- Opening Delimiter -
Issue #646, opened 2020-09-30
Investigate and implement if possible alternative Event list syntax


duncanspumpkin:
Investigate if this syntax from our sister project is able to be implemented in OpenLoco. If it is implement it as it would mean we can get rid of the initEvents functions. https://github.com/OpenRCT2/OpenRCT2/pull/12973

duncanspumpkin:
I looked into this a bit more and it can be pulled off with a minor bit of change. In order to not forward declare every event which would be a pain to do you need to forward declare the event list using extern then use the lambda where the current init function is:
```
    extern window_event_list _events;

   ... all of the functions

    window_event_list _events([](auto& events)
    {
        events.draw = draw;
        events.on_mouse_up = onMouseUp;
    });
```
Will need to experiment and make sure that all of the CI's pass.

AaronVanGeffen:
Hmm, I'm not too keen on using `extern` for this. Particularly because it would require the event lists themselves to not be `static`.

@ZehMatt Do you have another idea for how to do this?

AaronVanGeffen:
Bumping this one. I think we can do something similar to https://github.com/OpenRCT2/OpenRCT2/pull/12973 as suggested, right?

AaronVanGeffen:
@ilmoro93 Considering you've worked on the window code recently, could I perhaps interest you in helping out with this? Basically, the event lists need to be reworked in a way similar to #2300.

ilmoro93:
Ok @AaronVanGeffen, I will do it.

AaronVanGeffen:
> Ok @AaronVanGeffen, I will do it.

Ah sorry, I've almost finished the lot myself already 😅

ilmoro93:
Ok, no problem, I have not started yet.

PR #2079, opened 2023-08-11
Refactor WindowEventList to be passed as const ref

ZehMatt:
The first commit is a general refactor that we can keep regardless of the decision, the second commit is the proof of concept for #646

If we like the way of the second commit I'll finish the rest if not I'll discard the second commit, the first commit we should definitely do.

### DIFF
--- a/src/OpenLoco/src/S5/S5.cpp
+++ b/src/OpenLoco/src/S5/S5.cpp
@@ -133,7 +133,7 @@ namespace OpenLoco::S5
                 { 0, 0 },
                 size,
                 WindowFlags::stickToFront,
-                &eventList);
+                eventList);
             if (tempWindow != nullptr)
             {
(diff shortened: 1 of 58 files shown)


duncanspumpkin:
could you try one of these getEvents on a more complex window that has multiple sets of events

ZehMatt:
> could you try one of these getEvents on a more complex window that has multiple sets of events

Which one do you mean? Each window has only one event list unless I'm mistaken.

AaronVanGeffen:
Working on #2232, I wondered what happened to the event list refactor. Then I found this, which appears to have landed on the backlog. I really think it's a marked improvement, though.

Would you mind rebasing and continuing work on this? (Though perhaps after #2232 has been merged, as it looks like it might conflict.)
- Closing Delimiter -
- Opening Delimiter -
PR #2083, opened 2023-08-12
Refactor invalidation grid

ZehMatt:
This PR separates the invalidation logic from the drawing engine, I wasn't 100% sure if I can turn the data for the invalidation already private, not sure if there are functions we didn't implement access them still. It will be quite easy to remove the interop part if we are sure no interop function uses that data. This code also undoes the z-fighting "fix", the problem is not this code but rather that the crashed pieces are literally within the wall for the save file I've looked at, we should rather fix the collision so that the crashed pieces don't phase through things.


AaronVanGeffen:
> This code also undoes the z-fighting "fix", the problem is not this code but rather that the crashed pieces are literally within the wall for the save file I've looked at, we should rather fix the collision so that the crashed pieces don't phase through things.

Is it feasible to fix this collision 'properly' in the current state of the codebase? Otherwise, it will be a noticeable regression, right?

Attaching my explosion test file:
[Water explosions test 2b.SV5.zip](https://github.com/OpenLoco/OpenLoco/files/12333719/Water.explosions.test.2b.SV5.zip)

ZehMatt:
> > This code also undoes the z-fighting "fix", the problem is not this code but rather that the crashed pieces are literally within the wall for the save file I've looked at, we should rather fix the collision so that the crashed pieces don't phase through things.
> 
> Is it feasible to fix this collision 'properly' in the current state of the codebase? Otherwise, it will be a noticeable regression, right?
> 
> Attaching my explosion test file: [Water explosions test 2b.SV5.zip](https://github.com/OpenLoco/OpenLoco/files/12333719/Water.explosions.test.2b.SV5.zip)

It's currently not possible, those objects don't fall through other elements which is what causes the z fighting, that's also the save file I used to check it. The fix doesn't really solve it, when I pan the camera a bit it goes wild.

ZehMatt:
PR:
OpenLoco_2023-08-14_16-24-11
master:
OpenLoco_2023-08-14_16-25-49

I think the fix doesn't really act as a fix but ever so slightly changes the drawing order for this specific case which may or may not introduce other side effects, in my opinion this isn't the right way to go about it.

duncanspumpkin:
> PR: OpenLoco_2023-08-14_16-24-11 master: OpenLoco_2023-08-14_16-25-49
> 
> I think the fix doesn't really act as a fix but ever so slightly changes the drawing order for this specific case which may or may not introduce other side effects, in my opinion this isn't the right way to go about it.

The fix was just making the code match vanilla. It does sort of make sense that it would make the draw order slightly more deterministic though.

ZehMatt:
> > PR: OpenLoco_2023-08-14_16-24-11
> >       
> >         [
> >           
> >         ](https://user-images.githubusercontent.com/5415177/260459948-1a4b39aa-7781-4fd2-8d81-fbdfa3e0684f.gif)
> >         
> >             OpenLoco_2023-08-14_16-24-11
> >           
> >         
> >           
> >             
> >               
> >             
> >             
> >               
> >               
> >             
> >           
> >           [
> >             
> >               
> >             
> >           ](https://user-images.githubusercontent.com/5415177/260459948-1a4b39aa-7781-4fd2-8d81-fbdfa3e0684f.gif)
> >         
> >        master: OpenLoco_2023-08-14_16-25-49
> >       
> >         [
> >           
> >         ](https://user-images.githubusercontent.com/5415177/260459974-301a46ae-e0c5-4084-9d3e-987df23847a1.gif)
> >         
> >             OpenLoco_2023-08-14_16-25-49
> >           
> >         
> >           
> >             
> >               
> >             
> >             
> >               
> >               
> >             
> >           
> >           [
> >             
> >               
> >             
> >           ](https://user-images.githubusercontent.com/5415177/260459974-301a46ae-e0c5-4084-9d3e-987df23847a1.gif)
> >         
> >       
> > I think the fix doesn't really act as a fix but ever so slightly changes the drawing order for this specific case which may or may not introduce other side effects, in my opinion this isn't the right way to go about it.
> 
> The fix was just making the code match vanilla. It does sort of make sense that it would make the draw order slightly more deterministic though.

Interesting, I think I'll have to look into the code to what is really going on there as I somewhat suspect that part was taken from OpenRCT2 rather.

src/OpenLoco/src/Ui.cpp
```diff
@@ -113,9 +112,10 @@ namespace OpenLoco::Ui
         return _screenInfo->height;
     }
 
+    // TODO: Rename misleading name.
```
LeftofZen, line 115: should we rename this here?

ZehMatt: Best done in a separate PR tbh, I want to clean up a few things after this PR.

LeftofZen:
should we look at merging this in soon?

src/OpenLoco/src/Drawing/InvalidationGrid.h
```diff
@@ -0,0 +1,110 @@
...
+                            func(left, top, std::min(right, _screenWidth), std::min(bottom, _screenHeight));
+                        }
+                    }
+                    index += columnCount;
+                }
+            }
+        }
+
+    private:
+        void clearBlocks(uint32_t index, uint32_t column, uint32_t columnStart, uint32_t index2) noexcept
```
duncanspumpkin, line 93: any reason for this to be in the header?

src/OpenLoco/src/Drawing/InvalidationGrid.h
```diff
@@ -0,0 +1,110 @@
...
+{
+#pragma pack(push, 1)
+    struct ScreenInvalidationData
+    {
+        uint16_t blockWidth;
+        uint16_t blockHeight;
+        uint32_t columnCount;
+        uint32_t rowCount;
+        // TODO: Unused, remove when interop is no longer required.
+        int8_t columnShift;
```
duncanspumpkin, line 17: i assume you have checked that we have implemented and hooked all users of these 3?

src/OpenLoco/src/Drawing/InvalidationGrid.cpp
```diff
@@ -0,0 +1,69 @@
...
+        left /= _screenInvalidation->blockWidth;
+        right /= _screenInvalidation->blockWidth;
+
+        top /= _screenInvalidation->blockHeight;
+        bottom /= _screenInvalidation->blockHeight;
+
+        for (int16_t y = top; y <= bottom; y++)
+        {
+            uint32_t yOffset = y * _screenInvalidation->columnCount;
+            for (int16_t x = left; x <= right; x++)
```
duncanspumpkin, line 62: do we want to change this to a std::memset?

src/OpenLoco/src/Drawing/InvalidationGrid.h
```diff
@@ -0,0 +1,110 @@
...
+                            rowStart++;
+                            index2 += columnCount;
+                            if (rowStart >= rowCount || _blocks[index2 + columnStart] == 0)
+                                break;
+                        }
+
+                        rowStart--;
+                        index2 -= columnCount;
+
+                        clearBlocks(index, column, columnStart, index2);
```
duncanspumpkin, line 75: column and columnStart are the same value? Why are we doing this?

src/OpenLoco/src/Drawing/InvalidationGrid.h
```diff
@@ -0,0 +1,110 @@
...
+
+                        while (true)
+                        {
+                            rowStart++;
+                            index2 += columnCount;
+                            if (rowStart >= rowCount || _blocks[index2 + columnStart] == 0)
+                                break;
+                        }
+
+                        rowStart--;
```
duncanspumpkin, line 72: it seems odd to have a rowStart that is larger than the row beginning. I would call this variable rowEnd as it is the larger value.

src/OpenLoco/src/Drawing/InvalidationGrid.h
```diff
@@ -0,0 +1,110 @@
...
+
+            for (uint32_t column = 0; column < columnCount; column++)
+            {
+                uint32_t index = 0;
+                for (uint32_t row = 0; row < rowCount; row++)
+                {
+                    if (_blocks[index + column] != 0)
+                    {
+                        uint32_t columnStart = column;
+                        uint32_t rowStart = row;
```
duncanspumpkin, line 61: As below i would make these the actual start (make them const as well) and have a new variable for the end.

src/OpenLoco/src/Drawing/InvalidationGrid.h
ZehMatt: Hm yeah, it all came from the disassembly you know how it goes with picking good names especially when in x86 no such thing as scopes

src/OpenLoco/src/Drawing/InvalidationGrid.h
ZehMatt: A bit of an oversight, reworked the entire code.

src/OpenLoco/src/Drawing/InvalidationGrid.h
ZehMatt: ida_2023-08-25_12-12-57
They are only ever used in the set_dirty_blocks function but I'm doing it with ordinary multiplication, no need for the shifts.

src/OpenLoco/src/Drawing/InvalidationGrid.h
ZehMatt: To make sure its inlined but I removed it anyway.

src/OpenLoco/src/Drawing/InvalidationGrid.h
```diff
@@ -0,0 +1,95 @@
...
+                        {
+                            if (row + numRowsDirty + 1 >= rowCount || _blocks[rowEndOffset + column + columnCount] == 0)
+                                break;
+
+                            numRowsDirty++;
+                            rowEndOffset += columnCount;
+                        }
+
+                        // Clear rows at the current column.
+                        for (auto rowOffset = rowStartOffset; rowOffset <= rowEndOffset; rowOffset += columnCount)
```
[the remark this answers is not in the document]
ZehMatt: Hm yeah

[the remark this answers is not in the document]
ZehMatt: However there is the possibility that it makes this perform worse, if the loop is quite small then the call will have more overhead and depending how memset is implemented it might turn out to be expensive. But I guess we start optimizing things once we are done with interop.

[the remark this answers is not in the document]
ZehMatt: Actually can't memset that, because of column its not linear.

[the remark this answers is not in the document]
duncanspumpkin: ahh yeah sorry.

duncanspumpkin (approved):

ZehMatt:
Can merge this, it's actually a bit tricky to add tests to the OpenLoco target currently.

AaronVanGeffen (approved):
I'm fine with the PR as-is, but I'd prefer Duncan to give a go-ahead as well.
- Closing Delimiter -
Could you copy out every line in the listing where the word "sorry" appears?

Task response
Ah sorry, I've almost finished the lot myself already 😅
duncanspumpkin: ahh yeah sorry.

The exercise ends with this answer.